What the exercise asks — Retype each of the entries below exactly as written.

Listed entries —
================

PR #2392, opened 2026-03-21
Add MethodDetails CTF event mapping for LTTng trace support

benaadams:
## Summary
- Add missing `DotNETRuntime:MethodDetails` CTF event mapping to `ClrTraceEventParser.EnumerateCtfEventMappings()`

## Problem
`MethodDetailsTraceData` (event ID 72, task Method, opcode 43) was added in .NET 5 but its CTF event mapping was never included in `EnumerateCtfEventMappings()`. This causes `CtfTraceEventSource` to skip `DotNETRuntime:MethodDetails` events when parsing perfcollect `.trace.zip` files.

`dotnet-pgo` checks for `MethodDetailsTraceData` events at [Program.cs line 1115](https://github.com/dotnet/runtime/blob/main/src/coreclr/tools/dotnet-pgo/Program.cs#L1115) and fails with:
```
Error: No MethodDetails
Was the trace collected with provider at least "Microsoft-Windows-DotNETRuntime:0x4000080018:5"?
```

The events ARE in the LTTng CTF trace (verified via CTF metadata inspection), but `CtfTraceEventSource.TryGetEventMapping()` returns false because the mapping is not registered, so the events are silently dropped.

This blocks SPGO (Sample-based Profile-Guided Optimization) on Linux when using perfcollect for trace collection.

## Fix
One line: add the CTF mapping for `DotNETRuntime:MethodDetails` alongside the existing Method event mappings.

## Test plan
- [x] Verified `DotNETRuntime:MethodDetails` events appear in perfcollect `.trace.zip` CTF metadata
- [x] Confirmed the event is defined in `ClrEtwAll.man` as event ID 72, task `CLRMethod`, opcode 43, keyword `MethodDiagnosticKeyword`
- [x] Confirmed the ETW/EventPipe path works (`.nettrace` files parse `MethodDetailsTraceData` correctly)
- [ ] Verify `dotnet-pgo create-mibc --spgo` succeeds with a perfcollect trace after this fix

### DIFF
--- a/src/TraceEvent/Parsers/ClrTraceEventParser.cs
+++ b/src/TraceEvent/Parsers/ClrTraceEventParser.cs
@@ -2613,7 +2613,7 @@ namespace Microsoft.Diagnostics.Tracing.Parsers
             yield return new CtfEventMapping("DotNETRuntime:MethodJittingStarted", Parsers.ClrTraceEventParser.ProviderGuid, 42, 145, 0);
             yield return new CtfEventMapping("DotNETRuntime:MethodJittingStarted_V1", Parsers.ClrTraceEventParser.ProviderGuid, 42, 145, 1);
             yield return new CtfEventMapping("DotNETRuntime:MethodDetails", Parsers.ClrTraceEventParser.ProviderGuid, 43, 72, 0);
-            yield return new CtfEventMapping("DotNETRuntime:MethodILToNativeMap_V1", Parsers.ClrTraceEventParser.ProviderGuid, 87, 190, 1);
+            yield return new CtfEventMapping("DotNETRuntime:MethodILToNativeMap_V1", Parsers.ClrTraceEventParser.ProviderGuid, 87, 190, 0);
             yield return new CtfEventMapping("DotNETRuntime:AppDomainUnload", Parsers.ClrTraceEventParser.ProviderGuid, 42, 157, 0);
             yield return new CtfEventMapping("DotNETRuntime:AppDomainUnload_V1", Parsers.ClrTraceEventParser.ProviderGuid, 42, 157, 1);
             yield return new CtfEventMapping("DotNETRuntime:DomainModuleLoad", Parsers.ClrTraceEventParser.ProviderGuid, 45, 151, 0);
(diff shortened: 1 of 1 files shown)


src/TraceEvent/Parsers/ClrTraceEventParser.cs
```diff
@@ -2612,6 +2612,8 @@ protected internal override IEnumerable<CtfEventMapping> EnumerateCtfEventMappin
             yield return new CtfEventMapping("DotNETRuntime:AppDomainLoad_V1", Parsers.ClrTraceEventParser.ProviderGuid, 41, 156, 1);
             yield return new CtfEventMapping("DotNETRuntime:MethodJittingStarted", Parsers.ClrTraceEventParser.ProviderGuid, 42, 145, 0);
             yield return new CtfEventMapping("DotNETRuntime:MethodJittingStarted_V1", Parsers.ClrTraceEventParser.ProviderGuid, 42, 145, 1);
+            yield return new CtfEventMapping("DotNETRuntime:MethodDetails", Parsers.ClrTraceEventParser.ProviderGuid, 43, 72, 0);
+            yield return new CtfEventMapping("DotNETRuntime:MethodILToNativeMap_V1", Parsers.ClrTraceEventParser.ProviderGuid, 87, 190, 0);
```
brianrob:
```suggestion
            yield return new CtfEventMapping("DotNETRuntime:MethodILToNativeMap_V1", Parsers.ClrTraceEventParser.ProviderGuid, 87, 190, 1);
```

brianrob:
@benaadams its been a while since I used `dotnet-pgo`, but if I recall correctly, it depends on the output coming from a nettrace file via `dotnet-trace`.  Does it know how to use the output from `lttng`?

benaadams:
> @benaadams its been a while since I used `dotnet-pgo`, but if I recall correctly, it depends on the output coming from a nettrace file via `dotnet-trace`. Does it know how to use the output from `lttng`?

We got it to; but had to jump though a bunch of hoops https://github.com/NethermindEth/nethermind/pull/10877

benaadams:
Not sure using the data improved things; but need the data to improve the improvements 😅

brianrob:
Sounds good.  This is a pretty innocuous change since it's just two event mappings - happy to take this.

brianrob (dismissed):

brianrob (commented):
Looks like I got ahead of myself and missed that I had caught one issue.  If you can fix the event version, this should be good to go.

brianrob:
@benaadams are you still wanting to get this change in?  If so, there is one small change and then we should be OK to merge.  If you just went the path of using `dotnet-trace`, totally fine to close this one.

brianrob:
I'm going to go ahead and close this PR.

benaadams:
> Ben {chmark} Adams (@benaadams) are you still wanting to get this change in? If so, there is one small change and then we should be OK to merge. If you just went the path of using `dotnet-trace`, totally fine to close this one.

Sorry been caught up with other things and missed your reply. Yes please do want this change

brianrob:
> Sorry been caught up with other things and missed your reply. Yes please do want this change

No worries.  Can you please take a look at the version change above?  If you can fix that up, think this is good to merge.

src/TraceEvent/Parsers/ClrTraceEventParser.cs
benaadams: Done

brianrob:
I'm seeing these CI failures elsewhere too.  I'm investigating.  Stand by.

benaadams:
I've enabled edits by maintainers if that helps

brianrob (approved):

================

Response area —
PR #2392, opened 2026-03-21
Add MethodDetails CTF event mapping for LTTng trace support

benaadams:
## Summary
- Add missing `DotNETRuntime:MethodDetails` CTF event mapping to `ClrTraceEventParser.EnumerateCtfEventMappings()`

## Problem
`MethodDetailsTraceData` (event ID 72, task Method, opcode 43) was added in .NET 5 but its CTF event mapping was never included in `EnumerateCtfEventMappings()`. This causes `CtfTraceEventSource` to skip `DotNETRuntime:MethodDetails` events when parsing perfcollect `.trace.zip` files.

`dotnet-pgo` checks for `MethodDetailsTraceData` events at [Program.cs line 1115](https://github.com/dotnet/runtime/blob/main/src/coreclr/tools/dotnet-pgo/Program.cs#L1115) and fails with:
```
Error: No MethodDetails
Was the trace collected with provider at least "Microsoft-Windows-DotNETRuntime:0x4000080018:5"?
```

The events ARE in the LTTng CTF trace (verified via CTF metadata inspection), but `CtfTraceEventSource.TryGetEventMapping()` returns false because the mapping is not registered, so the events are silently dropped.

This blocks SPGO (Sample-based Profile-Guided Optimization) on Linux when using perfcollect for trace collection.

## Fix
One line: add the CTF mapping for `DotNETRuntime:MethodDetails` alongside the existing Method event mappings.

## Test plan
- [x] Verified `DotNETRuntime:MethodDetails` events appear in perfcollect `.trace.zip` CTF metadata
- [x] Confirmed the event is defined in `ClrEtwAll.man` as event ID 72, task `CLRMethod`, opcode 43, keyword `MethodDiagnosticKeyword`
- [x] Confirmed the ETW/EventPipe path works (`.nettrace` files parse `MethodDetailsTraceData` correctly)
- [ ] Verify `dotnet-pgo create-mibc --spgo` succeeds with a perfcollect trace after this fix

### DIFF
--- a/src/TraceEvent/Parsers/ClrTraceEventParser.cs
+++ b/src/TraceEvent/Parsers/ClrTraceEventParser.cs
@@ -2613,7 +2613,7 @@ namespace Microsoft.Diagnostics.Tracing.Parsers
             yield return new CtfEventMapping("DotNETRuntime:MethodJittingStarted", Parsers.ClrTraceEventParser.ProviderGuid, 42, 145, 0);
             yield return new CtfEventMapping("DotNETRuntime:MethodJittingStarted_V1", Parsers.ClrTraceEventParser.ProviderGuid, 42, 145, 1);
             yield return new CtfEventMapping("DotNETRuntime:MethodDetails", Parsers.ClrTraceEventParser.ProviderGuid, 43, 72, 0);
-            yield return new CtfEventMapping("DotNETRuntime:MethodILToNativeMap_V1", Parsers.ClrTraceEventParser.ProviderGuid, 87, 190, 1);
+            yield return new CtfEventMapping("DotNETRuntime:MethodILToNativeMap_V1", Parsers.ClrTraceEventParser.ProviderGuid, 87, 190, 0);
             yield return new CtfEventMapping("DotNETRuntime:AppDomainUnload", Parsers.ClrTraceEventParser.ProviderGuid, 42, 157, 0);
             yield return new CtfEventMapping("DotNETRuntime:AppDomainUnload_V1", Parsers.ClrTraceEventParser.ProviderGuid, 42, 157, 1);
             yield return new CtfEventMapping("DotNETRuntime:DomainModuleLoad", Parsers.ClrTraceEventParser.ProviderGuid, 45, 151, 0);
(diff shortened: 1 of 1 files shown)


src/TraceEvent/Parsers/ClrTraceEventParser.cs
```diff
@@ -2612,6 +2612,8 @@ protected internal override IEnumerable<CtfEventMapping> EnumerateCtfEventMappin
             yield return new CtfEventMapping("DotNETRuntime:AppDomainLoad_V1", Parsers.ClrTraceEventParser.ProviderGuid, 41, 156, 1);
             yield return new CtfEventMapping("DotNETRuntime:MethodJittingStarted", Parsers.ClrTraceEventParser.ProviderGuid, 42, 145, 0);
             yield return new CtfEventMapping("DotNETRuntime:MethodJittingStarted_V1", Parsers.ClrTraceEventParser.ProviderGuid, 42, 145, 1);
+            yield return new CtfEventMapping("DotNETRuntime:MethodDetails", Parsers.ClrTraceEventParser.ProviderGuid, 43, 72, 0);
+            yield return new CtfEventMapping("DotNETRuntime:MethodILToNativeMap_V1", Parsers.ClrTraceEventParser.ProviderGuid, 87, 190, 0);
```
brianrob:
```suggestion
            yield return new CtfEventMapping("DotNETRuntime:MethodILToNativeMap_V1", Parsers.ClrTraceEventParser.ProviderGuid, 87, 190, 1);
```

brianrob:
@benaadams its been a while since I used `dotnet-pgo`, but if I recall correctly, it depends on the output coming from a nettrace file via `dotnet-trace`.  Does it know how to use the output from `lttng`?

benaadams:
> @benaadams its been a while since I used `dotnet-pgo`, but if I recall correctly, it depends on the output coming from a nettrace file via `dotnet-trace`. Does it know how to use the output from `lttng`?

We got it to; but had to jump though a bunch of hoops https://github.com/NethermindEth/nethermind/pull/10877

benaadams:
Not sure using the data improved things; but need the data to improve the improvements 😅

brianrob:
Sounds good.  This is a pretty innocuous change since it's just two event mappings - happy to take this.

brianrob (dismissed):

brianrob (commented):
Looks like I got ahead of myself and missed that I had caught one issue.  If you can fix the event version, this should be good to go.

brianrob:
@benaadams are you still wanting to get this change in?  If so, there is one small change and then we should be OK to merge.  If you just went the path of using `dotnet-trace`, totally fine to close this one.

brianrob:
I'm going to go ahead and close this PR.

benaadams:
> Ben {chmark} Adams (@benaadams) are you still wanting to get this change in? If so, there is one small change and then we should be OK to merge. If you just went the path of using `dotnet-trace`, totally fine to close this one.

Sorry been caught up with other things and missed your reply. Yes please do want this change

brianrob:
> Sorry been caught up with other things and missed your reply. Yes please do want this change

No worries.  Can you please take a look at the version change above?  If you can fix that up, think this is good to merge.

src/TraceEvent/Parsers/ClrTraceEventParser.cs
benaadams: Done

brianrob:
I'm seeing these CI failures elsewhere too.  I'm investigating.  Stand by.

benaadams:
I've enabled edits by maintainers if that helps

brianrob (approved):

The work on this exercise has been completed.